Blog

Die ersten Börsen – eine Erfolgsstory aus Flandern

von ‎27.09.2018 09:22 , bearbeitet ‎02.10.2018 09:48
1 Like

Die Geschichte des Handels mit Wertpapieren ist wesentlich länger als Viele denken – sie geht auf das Spätmittelalter zurück. Lesen Sie hier spannende Hintergrundinformationen.

 

Brügge – wo alles begann

 

Brügge, die altehrwürdige Hauptstadt Flanderns, erlebte im ausgehenden Mittelalter seine Blüte als bedeutende europäische Handelsstadt. Dort wurde im Jahre 1531 eine Börse in einem zentral gelegenen Gebäude gegründet. Unter dem Namen „Byrsa Brugensis“ (Börse von Brügge) ist dieses Haus in zeitgenössischen Stadtplänen verzeichnet.

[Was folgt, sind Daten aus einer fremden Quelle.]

Issue #1071, opened 2019-10-07
Remove trivial branches when simplifying claims at startup


yzhang90:
I'm debugging the `https://github.com/kframework/wasm-semantics/blob/memory-spec/tests/proofs/memory-spec.k` under memory-spec branch in wasm-semantics.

Andere Quellen lassen darauf schließen, dass es bereits vor diesem Zeitpunkt Börsen gab: Schon im ersten Quartal des 15. Jahrhunderts eröffnete demzufolge ein institutionalisierter Handelsplatz in Brügge. Der Begriff Börse stammt vom niederländischen Wort für Geldbeutel „beurs“ ab.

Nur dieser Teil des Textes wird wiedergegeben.